Livro do Mês

O LADO DE lÁ

Paloma vidal

 

Numa mansão de veraneio em Punta del Este, uma menina uruguaia vive nos fundos da casa onde a tia trabalha como empregada doméstica. Enquanto observa de longe o luxo dos proprietários brasileiros, ela passa os dias ao lado da piscina escura e hipnótica, sonhando com o Brasil das novelas e das praias infinitas.

Seu único companheiro é um cachorro, testemunha e participante dos acontecimentos que se desenrolam na casa: visitantes abastados, rituais de verão e corpos bronzeados compõem um universo suspenso. A chegada de novos convidados rompe o delicado equilíbrio deste mundo, desencadeando uma espiral de tensão e violência.

Com humor sombrio e escrita precisa, que mescla o português e o espanhol, Paloma Vidal constrói um romance sobre infância, desejo e desigualdade na fronteira ambígua entre Brasil e Uruguai, fazendo emergir, da escuridão da piscina, uma história ao mesmo tempo sinistra e mágica.
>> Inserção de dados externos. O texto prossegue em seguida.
PR #67, opened 2015-08-14
Add admin interface for required fields.

balsdorf:
The "Fields to Display" manage page now allows you to select which fields should be required.
The "Allow Unassigned issues" setting in admin is now removed.

### DIFF
--- a/htdocs/js/page.js
+++ b/htdocs/js/page.js
@@ -822,6 +822,11 @@ new_issue.validateForm = function()
         expected_res_date_field.data('required')) {
         Validation.errors[Validation.errors.length] = new Option('Expected Resolution Date', 'expected_resolution_date');
     }
+    var associated_issues_field = Eventum.getField('associated_issues')
+    if (associated_issues_field.attr('type') != 'hidden' && associated_issues_field.val() == '' &&
+        associated_issues_field.data('required')) {
+        Validation.errors[Validation.errors.length] = new Option('Associated Issues', 'associated_issues_field');
+    }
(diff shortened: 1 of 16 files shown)


glensc:
Do I get this right, you dropped `allow_unassigned_issues` option? Why?

In our workflow issues created via mail are not assigned, each department reviews unassigned issues list and assigns it if that issue is to him/her or someone in the team.

balsdorf:
I dropped it because it conflicted if you marked the "assigned" field as
required.

Your workflow still works perfectly.

The only workflow that is slightly different is if someone does not want
unassigned issues. It will still require an assignee on the create page but
if you go to the update page you can remove all assignees. I didn't
consider this a problem. If it is the best solution would be to make update
honor the "required" options from admin.

On Mon, Aug 17, 2015 at 3:21 AM, Elan Ruusamäe <notifications@github.com>
wrote:

> Do I get this right, you dropped allow_unassigned_issues option? Why?
>
> In our workflow issues created via mail are not assigned, each department
> reviews unassigned issues list and assigns it if that issue is to him/her
> or someone in the team.
>
> —
> <https://github.com/eventum/eventum/pull/67#issuecomment-131727761>.
>



-- 
Bryan Alsdorf

glensc:
can you make sql patch to make required fields such that they were before this pull-request?

as if i go to admin or new issue page, none of the fields are required, but i'm pretty sure category and priority were required before.

otherwise if can't do that, write something to UPGRADE_NOTES file in git

Issue #66, opened 2015-08-05
Download emails in 3.0.2 after upgrade from 2.3.6


cpinfold:
download_emails.php calls Email_Account::getAccountID (on line 172) and it returns 0 after an upgrade from 2.3.6.  DB_Helper::getInstance()->getOne() is returning null within that function.  Executing the SQL from getAccountID returns the correct result when executed manually. (See comment 4 for clarification)

download_emails.php was called with only a user and host (not folder) as my accounts are using POP3.

I'll try and trace it further, for now I have hard-coded the account ID's for my accounts.  After hard-coding, the balance of the script is working correctly.

Also the UPGRADE doc should be updated to point out the cron scripts moved from the crons folder to the bin folder.

plindry:
I have the same problem  in line near 169 "$account_id = Email_Account::getAccountID($config['username'], $config['hostname'], $config['mailbox']);" it always return 0. I've hardcoded the id in the database for the only one email configured.

glensc:
care to make patch (as pull-request) with proper fix?

cpinfold:
I've found the issue and can write something up, any preference as to the solution:

The issue is caused when using POP accounts, there is no folder.  Because $config['mailbox'] is null, however the database contains '' (probably a legacy issue)

Eg.
select * from eventum_email_account where ema_folder is null; Returns nothing.
select * from eventum_email_account where ema_folder = ''; Returns the email account.

Quick fix for affected users:  If you go and edit each of the email account settings and save them, the current page stores NULL (this fixes the issue)

Options:
1) Replace '' with NULL on upgrade as a DB change?
2) Cause null folder search to also allow '', eg *or ema_folder = ''* 
3) Change query on null folder to omit ema_folder from search
4) Do nothing and require users to manually fix

Other ideas?

glensc:
i think safest is to change sql query. ping @balsdorf

balsdorf:
I'd go with #3. If $mailbox is null, don't include it in the where clause.

On Mon, Oct 5, 2015 at 11:37 AM, Elan Ruusamäe <notifications@github.com>
wrote:

> i think safest is to change sql query. ping @balsdorf
> <https://github.com/balsdorf>
>
> —
> Reply to this email directly or view it on GitHub
> <https://github.com/eventum/eventum/issues/66#issuecomment-145593440>.
>



-- 
Bryan Alsdorf
MariaDB Corporation | http://mariadb.com

glensc:
[...]

PR #69, opened 2015-10-06
Fix POP3 email download bug (Issue #66)

cpinfold:
Fix POP3 email download bug (Issue #66) where $mailbox was null, but a null string in the pre 3.02 database caused the email account ID to be zero.

Also changed UPGRADE.md to reflect location change of cron jobs.


glensc:
merged, btw, you had bug that you left in the original query. fixed that

PR #70, opened 2015-10-09
Add autosize plugin to all TEXAREAs

glensc:
[Autosize](http://www.jacklmoore.com/autosize/) is a small, stand-alone script to automatically adjust textarea height to fit text.


glensc:
maybe want to set [min-height or max-height](http://www.jacklmoore.com/autosize/#faq-min-max) in some places

PR #77, opened 2015-10-16
refactor password handling

glensc:
uses [password_hash](https://wiki.php.net/rfc/password_hash) family functions by default.
[compatibility library](https://github.com/ircmaxell/password_compat) for older php versions is included

new passwords are set using new algorithm, existing hashes will be verified using old methods.
auto migration of hash on successful login and hash upgrade can be added in later releases.
 
also added old password prompt when changing password and trivial check such as new and old passwords differ (auth backend said `false` anyway for such password change)

also includes sql patch to clear password for accounts where empty password was stored for whatever reason.

### DIFF
--- a/composer.json
+++ b/composer.json
@@ -51,6 +51,7 @@
 		"ext-session": "*",
 		"ext-spl": "*",
 		"fonts/liberation":"*",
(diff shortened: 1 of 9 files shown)


glensc:
this is ready for merge

PR #81, opened 2015-10-24
add /var path for writable data

glensc:
add `/var` path for writable data

this simplifies a lot permission setup.
inspired by symfony3 new layout.

Old Value  | New Value | Description
------------- | ------------- | -------------
`templates_c`  | `var/cache` | templates cache
`locks`  | `var/lock` | various lock and pid files
`logs`  | `var/log` | directory for logs

- [x] make the changes
- [x] update installation documents: https://github.com/eventum/eventum/wiki/Upgrading
- [x] prepare release note 

users wishing to use old directories, should define in their `config/config.php`:

```php
define('APP_TPL_COMPILE_PATH', APP_PATH . '/templates_c');
define('APP_LOCKS_PATH', APP_PATH . '/locks');
define('APP_LOG_PATH', APP_PATH . '/logs');
```


glensc:
i wonder what to write to release notes?

balsdorf:
Another excellent idea. 

For release notes, I'd put something like:

To simplify setup and directory layout we have moved all directories that contain files to which Eventum writes data during the course of its operation into /var. You may have grant write permissions on /var to your webserver.

glensc:
i do not see anything regarding file permissions in wiki

https://github.com/eventum/eventum/wiki/System-Admin%3A-Doing-a-fresh-install

i think only place where permissions are mentioned is install wizard.

glensc:
i wonder, should we make a patch that would migrate pid files from old location to new one?
logs and template cache are likely irrelevant.

balsdorf:
The only long running process I can think of is the IRC bot and it needs to
be restarted to pick up the new changes so it should move its own PID,
right?

On Mon, Oct 26, 2015 at 7:51 AM, Elan Ruusamäe <notifications@github.com>
wrote:

> i wonder, should we make a patch that would migrate pid files from old
> location to new one?
> logs and template cache are likely irrelevant.
>
> —
> <https://github.com/eventum/eventum/pull/81#issuecomment-151123407>.
>



-- 
Bryan Alsdorf

glensc:
yes, irc bot.
and also issue edit locks (#4)

issue edit locks are likely not an issue, but irc bot being started again probably is.

balsdorf:
We can just add a note that they should stop the bot before upgrading but
who knows if they actually will. Lets go ahead and move the pid files so
duplicates aren't started.  I have been trying to think of a reason not too
but I haven't found any

On Mon, Oct 26, 2015 at 8:20 AM, Elan Ruusamäe <notifications@github.com>
wrote:

> yes, irc bot.
> and also issue edit locks (#4 <https://github.com/eventum/eventum/pull/4>)
>
> issue edit locks are likely not an issue, but irc bot being started again
> probably is.
>
> —
> <https://github.com/eventum/eventum/pull/81#issuecomment-151131000>.
>



-- 
Bryan Alsdorf

glensc:
reasons could be like upgrade done with insufficient permissions. but they will see the error and retry, i hope

PR #874, opened 2025-02-05
feat(avatar-groups): Add to group element

321gillian:
COMUI-3051


packages/genesys-spark-components/src/components/beta/gux-avatar-group/gux-avatar-group-add-item/gux-avatar-group-add-item.tsx
```diff
@@ -0,0 +1,67 @@
...
+  render(): JSX.Element {
+    return (
+      <Host role="menuitem">
+        <button
+          type="button"
+          aria-label={this.i18n('addToGroup')}
+          tabIndex={-1}
+          class="gux-avatar"
+        >
+          <span aria-hidden="true">+</span>
```
gavin-everett-genesys, line 54: Would `fa/plus-regular` icon work here ?

321gillian: Good question, I've sent this query to UX since it was '+' text in the Figma

321gillian: Confirmed with UX that it's the '+' text for now. They may swap it out for the icon later on but this is what they want to start with.

PR #884, opened 2025-02-11
fix(tooltip-base-beta): improve accessibility

daragh-king-genesys:
✅ Closes: COMUI-3420


packages/genesys-spark-components/src/components/beta/gux-tooltip-base/gux-tooltip-base.tsx
```diff
@@ -230,6 +246,7 @@ export class GuxTooltipBase {
           data-placement={this.placement}
         >
           <slot name="content" />
+          <div id="arrow"></div>
```
daragh-king-genesys, line 249: If you use something like
```
<div class="arrow" ref={el => (this. arrowElement = el)}></div>
```
you won't need to manually find the element in the setForElement function

PR #892, opened 2025-02-12
docs(loading-message): added example that highlights aria-live functi…

daragh-king-genesys:
…onality

added example that highlights aria-live functionality

✅ Closes: COMUI-812


jason-evans-genesys:
@daragh-king-genesys is the expected behavior to have an announcement while using voiceover when the loading message is injected into the DOM?

gavin-everett-genesys (approved):

PR #899, opened 2025-02-14
fix(option): trim whitespace for subtext selection

321gillian:
✅ Closes: COMUI-3491

Here's an example for testing:
```
<gux-option value="us-east-1" id="gux-option-4qupoj7mux" role="option" class="gux-show-subtext gux-selected" aria-selected="true" aria-disabled="false" hydrated=""><!--?lit$820817559$-->Americas (US East) (<!--?lit$820817559$-->us-east-1)

        <span slot="subtext">
https://login.mypurecloud.com</span>
      </gux-option>
```

### DIFF
--- a/packages/genesys-spark-components/src/components/stable/gux-dropdown/gux-dropdown.tsx
+++ b/packages/genesys-spark-components/src/components/stable/gux-dropdown/gux-dropdown.tsx
@@ -438,13 +438,11 @@ export class GuxDropdown {
   }
 
   private renderOption(option: HTMLGuxOptionElement): JSX.Element {
-    let optionText = option.textContent;
+    let optionText = option.textContent.trim();
     if (hasSlot(option, 'subtext')) {
+      // TODO: use getOptionDefaultSlot(option)?.textContent.trim() once Stencil fix for assignedNodes test issue is in (v4.27.2)
       const subtext = option.querySelector('[slot=subtext]');
-      optionText = optionText.substring(
-        0,
-        optionText.length - subtext.textContent.length
-      );
+      optionText = optionText.replace(subtext.textContent, '');
     }
     return (
       <gux-truncate ref={el => (this.truncateElement = el)} dir="auto">


jordanstith15:
Using your example for testing, I'm having trouble reproducing the original issue. Both your demo link and the latest version look the same to me..

jordanstith15 (changes requested):
I found an issue. It's the same one that I ran into with my dropdown-multi PR. I must have missed it here.

If you have the subtext slot before the text, then the selected text and the tooltip completely break.
IIRC I completely rewrote the logic for this in the dropdown-multi so it doesn't even need to check whether there is subtext

321gillian:
> I found an issue. It's the same one that I ran into with my dropdown-multi PR. I must have missed it here.
> 
> If you have the subtext slot before the text, then the selected text and the tooltip completely break. IIRC I completely rewrote the logic for this in the dropdown-multi so it doesn't even need to check whether there is subtext
> 
> Edit: You should be able to just do `getOptionDefaultSlot(option)?.textContent.trim()` getOptionDefaultSlot is in the gux-listbox.service.ts file

Hi @jordanstith15 

I ran into some issues with using getOptionDefaultSlot. It was causing the spec tests for dropdown  and pagination to break with TypeError: _a.assignedNodes is not a function.  I tried adding some conditions to check that the slot was present etc but it seems like maybe a timing issue coming from the dropdown. In this case, I thought maybe it might get around this by just taking the text from the light dom. 

Let me know if you have any other thoughts on it. 
Thanks,
Gillian

jordanstith15:
> > I found an issue. It's the same one that I ran into with my dropdown-multi PR. I must have missed it here.
> > If you have the subtext slot before the text, then the selected text and the tooltip completely break. IIRC I completely rewrote the logic for this in the dropdown-multi so it doesn't even need to check whether there is subtext
> > Edit: You should be able to just do `getOptionDefaultSlot(option)?.textContent.trim()` getOptionDefaultSlot is in the gux-listbox.service.ts file
> 
> Hi @jordanstith15
> 
> I ran into some issues with using getOptionDefaultSlot. It was causing the spec tests for dropdown and pagination to break with TypeError: _a.assignedNodes is not a function. I tried adding some conditions to check that the slot was present etc but it seems like maybe a timing issue coming from the dropdown. In this case, I thought maybe it might get around this by just taking the text from the light dom.
> 
> Let me know if you have any other thoughts on it. Thanks, Gillian

I found this issue with stencil that is likely the cause
https://github.com/stenciljs/core/issues/2830

And there was a merged fix only a month and a half ago which we might not be updated to
https://github.com/stenciljs/core/pull/6108

I'll approve for now, but we might want to change it once we have the fix from stencil.

jordanstith15 (approved):

PR #920, opened 2025-02-19
fix(list): address accessibility console error

katie-bobbe-genesys:
Fix a console error that appears after opening a component that contains a `gux-list` then hovering over the first element:

```
gux-context-menu.html:1 Blocked aria-hidden on an element because its descendant retained focus. 
The focus must not be hidden from assistive technology users. Avoid using aria-hidden on a focused element or its ancestor. Consider using the inert attribute instead, which will also prevent focus. For more details, see the aria-hidden section of the WAI-ARIA specification at https://w3c.github.io/aria/#aria-hidden.
Element with focus: span
Ancestor with aria-hidden:  <span tabindex=​"-1" aria-hidden=​"true">​</span>​
```

I tried adding a test to catch this error but I could not get the accessibility test to fail.


jordanstith15:
LGTM. Just needs the snapshots updated

packages/genesys-spark-components/src/components/stable/gux-list/gux-list.tsx
```diff
@@ -84,14 +84,9 @@ export class GuxList {
...
   }
 
-  private renderFocusTarget(): JSX.Element {
-    return (<span tabindex="-1" aria-hidden="true"></span>) as JSX.Element;
-  }
-
   render(): JSX.Element {
     return (
-      <Host role="list">
-        {this.renderFocusTarget()}
```
katie-bobbe-genesys, line 94: There is an issue with having this focus target element. Both of the following cause accessibility issues
1. Having a focusable element with a role of `aria-hidden` is a violation
2. If you remove the `aria-hidden`, having an element with an invalid role as a descendent of the `list` is a violation.
I have removed this focus target span and instead put a tab index of `-1` on the Host.

packages/genesys-spark-components/src/components/stable/gux-list/gux-list-item/gux-list-item.tsx
```diff
@@ -18,27 +16,6 @@ export class GuxListItem {
   @Prop()
   disabled: boolean = false;
 
-  @Listen('mouseup')
```
katie-bobbe-genesys, line 21: @daragh-king-genesys I am tagging you here because you seem to be the one who added this code. Can you remember if this code has any utility that I may be overlooking? I am removing it because it is causing unwanted focus behavior after my changes in the `gux-list` file.

jordanstith15 (approved):

packages/genesys-spark-components/src/components/stable/gux-list/gux-list-item/gux-list-item.tsx
daragh-king-genesys: Sorry I missed this comment at the time Katie. I assume this is why you have not merged.
I have no idea and happy to remove it if you think it is causing issues.

While I was looking into it I noticed the same code is in a few other list item like components:
- gux-month-list-item
- gux-rich-highlight-list-item
- gux-rich-style-list-item

We will need an issue to look into removing the code from there too as I assume they are based on this original component.

daragh-king-genesys (approved):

“Através de uma linguagem ágil e minimalista, que conversa com o teatro e a poesia, Paloma Vidal constrói uma sátira da nossa elite que toca, com delicadeza, os lados obscuros da existência.”

Tatiana Salem Levy

“Em O lado de lá, lutam e dançam as consciências, os pontos de vista, as classes, os idiomas. O romance nos magnetiza — como a piscina negra magnetiza a menina protagonista — e não nos solta, mesmo depois que terminamos de ler.”

Laura Wittner

Texto de orelha

Em O lado de lá há um elenco de personagens sem nome. A menina, o cachorro, a tia, a outra menina. Mas também — do outro lado do cenário —, o convidado, a mulher do convidado, o Padrinho, os donos: o grupo de veranistas brasileiros que passam os dias numa mansão em Punta del Este, Uruguai. Há na casa uma piscina preta, uma TV ligada que transmite uma novela em português, lençóis brancos de algodão egípcio, entardeceres de céu violeta, há brincos, colares, sandálias. Há brilho. Mas há uma anomalia: um exemplar do livro Os miseráveis, de Victor Hugo, que passará de umas mãos a um focinho, da ficção à alegoria, nas páginas deste romance que é também um entrelaçamento de cenas em que personagens principais e secundários, humanos e não humanos, poderosos e subalternos, brasileiros e uruguaios, “eles” e “os outros”, miseráveis na acepção de marginalidade e miseráveis na acepção de canalhice, disputarão o foco. Não há, no entanto, nem por um instante, maniqueísmo nestas páginas. Com suas perninhas finas na água, a menina deixa os pensamentos correrem e elabora finais felizes. Quando ninguém a vê, senta-se na borda da piscina e observa o fundo escuro, uma espécie de Aleph aquático onde imagina estar a língua portuguesa que ela pode resgatar para a vida que deseja. Esse fundo escuro será um ímã e um precipício. Há um vaivém constante entre a penumbra e o visível, entre uma língua e outra, entre o olhar do cachorro e o da menina, entre uma menina e outra, entre o primeiro e o segundo ato, entre o fora e o dentro, entre a farsa e a tragédia. A menina e o cachorro disputam o ponto de vista do relato. Há momentos em que são quase uma unidade, há uma simbiose; há momentos em que suas perspectivas divergem. Mas sempre, sempre, estão atentos um ao outro. Menina e cachorro, cachorro e menina. São corpos que carregam consigo o mesmo deslocamento. Corpos que sabem que, para levar a cena adiante e se salvar, só lhes resta agir, tornando-se protagonistas. Erguer a cabeça das vidas alheias para voltar a incliná-la sobre sua própria vida. No entanto, nesta história, que progride dramaticamente, faltam partes. E a menina sabe. Sabe que a outra menina, aquela que desde a opacidade lança faíscas, também exige seu lugar. E é a busca dessas partes ausentes que mobilizará cada fala, cada movimento cênico, cada ato de uma “língua louca”, até cair o pano.

Alejandra Costamagna

Sobre A autorA

Paloma Vidal nasceu em 1975, em Buenos Aires, Argentina, e ainda criança se mudou para o Brasil. É escritora, crítica literária, tradutora e professora da Universidade Federal de São Paulo. É autora de livros de contos, poesia, teatro, ensaio e romances, escrevendo em português e em espanhol. Entre eles estão Mais ao sul (2008), Algum lugar (2009), Mar azul (2012), Pré-história (2020), Não escrever [com Roland Barthes] (2023), e Lugares onde eu não estou (2024). Sua obra foi publicada em países como Argentina, Chile, Espanha, França e Estados Unidos.